A point on the tests used to enhance the argument for glyphosate's safety - many test methods that I have read fall far short of being a fair and long term representation of the affects of glyphosate. Many are just too short or are just moronic is some cases such as applying maximum 'safe' dosage (why there is a maximum safe dosage if the product has no affect on the environment) to a water body and measure until it became so diluted that the study could no longer detect it and it must have therefore disappeared. On all bottles and labels it is claimed that glyphosate will break down within two weeks. This is controversial as the majority of studies find this to be much longer and to be affected by the environment, weather and soil types. These ranges from 3 days to 6 months to two years with one body saying 3 years which we agree is a little bit of an anomaly.
A Basic Conclusion:
All labeling, every academic report and every other paper or document that we here have read (including all of Monsanto direct literature) all agree on several points. Glyphosate is toxic albeit in the lowest category of toxicity, but toxic none the less and by definition would cause harm. They all advise wearing protective clothing and to treat exposure to your skin, eyes and if inhaled. If glyphosate is so amazingly safe (a claim made the chemical companies), then why is not classed as being organic or at the very least not a harmful product?
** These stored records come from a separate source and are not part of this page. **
PR #397, opened 2024-09-22
Playback using access token

kingosticks:


adamcik (approved):
Would it make sense to leave username/password in the docs but marked as obsolete? Would that be less confusing than just removing it?

jodal (approved):

PR #434, opened 2026-06-22
fix: version fall back when package metadata is unavailable

adamcik:
I'm running things with nix these days, which runs without git, which means `version` might fail. In that case it is better to fallback to a dummy version IMO.

### DIFF
--- a/src/mopidy_spotify/__init__.py
+++ b/src/mopidy_spotify/__init__.py
@@ -1,11 +1,14 @@
 import pathlib
-from importlib.metadata import version
+from importlib.metadata import PackageNotFoundError, version
 from typing import override
 
 import cyclopts
 from mopidy import config, ext
 
-__version__ = version("mopidy-spotify")
+try:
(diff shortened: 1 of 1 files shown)


kingosticks (approved):

jodal:
I think we could consider removing `__version__` from all of our packages. `importlib.metadata.version()` is the right way to look up a package version in 2026.

adamcik:
Sure, but the problem I had is that if that is pulling from git, and we have code that calls version I get in trouble. As typically I'll setup `nix flake check` which then runs `pytest` or whatever else in a hermetic env with just minimal deps and no copy of `.git`.

But if `version()` was only being called here and nowhere else it effectively solves the problem for me

jodal:
I made https://github.com/mopidy/mopidy/pull/2298, which I intent do merge as part of 4.1 later. Once that is released, extensions requiring at least 4.1 can start dropping `__version__` and `Extension.version`, removing the need for doing workarounds like this PR in all extensions.

PR #436, opened 2026-06-23
feat: Start preparing for PKCE support

adamcik:
- Add auth-related state handling and wiring
- New path is isolated so both flows can coexist during rollout
- `auth.json` is the source of truth for the auth state machine
- It distinguishes bridge and PKCE modes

Should Glyphosate be Banned -
Owing to all evidence and coverups that have recently come out, my stance is entirely against the use of chemicals in the horticultural scene. There are so many alternatives out there now it just isnt needed, although these will take time to become more widely available. Cost is a big issue but this can be easily avoided with better land managment and the implementaion of wild wild areas. We must wake up to the fact that we are a part of nature and not every inch of nature needs to manicured and kept cut down. Wildflower areas should be reinsatated, hedges planted and left to be cut on a rotational cycle. We really can cut down on the areas that need maintaining. Regular mowing of smaller areas will keep weeds at bay, leaving only the essential hard surfaces to maintain.
There are many other horticultural and agricultural methods out there that generally work wonders and would benefit the environment so much more that the current methods. How agriculture will ween themselves off using glyphosate is to be seen but there are solutions out there that have proven themselves.
THE BIG POINT
We have still not found one academic report which conclusively states that glyphosate has does not have a long term affect on the environment in anyway. The vast majority of papers have literally a singular line of text saying that 'glyphosate probably will not have a long term affect on the environment'. That is the most positive sentence that I can find which is just not conclusive or indepth enough to warrant any serious consideration!
There are also NO benefits to the environment from glyphosate as a product. Yes it controls invasive species which 90% of the time have been allowed to take control due to us introducing them to the environment or by us disturbing the environment meaning that they thrive. The product does not feed or fertilize the soil. It does not provide food for the insects and animals living in glyphosate soaked areas of land, it does not benefit waterways. It does not add anything to the environment but it only takes away and leaves behind only unhelpful and controversial residues.